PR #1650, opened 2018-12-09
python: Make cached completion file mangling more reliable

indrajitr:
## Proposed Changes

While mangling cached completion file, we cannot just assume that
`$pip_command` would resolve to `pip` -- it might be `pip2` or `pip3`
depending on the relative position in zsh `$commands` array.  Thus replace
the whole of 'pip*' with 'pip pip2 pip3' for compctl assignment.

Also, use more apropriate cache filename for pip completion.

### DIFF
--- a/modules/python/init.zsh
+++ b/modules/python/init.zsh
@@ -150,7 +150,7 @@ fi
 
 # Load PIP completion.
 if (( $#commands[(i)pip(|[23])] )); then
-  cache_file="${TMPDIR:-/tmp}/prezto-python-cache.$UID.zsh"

---

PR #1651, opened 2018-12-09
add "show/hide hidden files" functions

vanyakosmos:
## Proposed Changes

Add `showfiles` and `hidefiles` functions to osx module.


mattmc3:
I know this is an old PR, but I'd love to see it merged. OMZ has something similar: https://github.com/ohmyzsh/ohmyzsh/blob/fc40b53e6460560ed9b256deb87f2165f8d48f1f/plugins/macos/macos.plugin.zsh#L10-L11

**ASSIGNMENT**
Select every line in the records above that contains the word "opened".

**EXPECTED OUTPUT**
PR #1650, opened 2018-12-09
PR #1651, opened 2018-12-09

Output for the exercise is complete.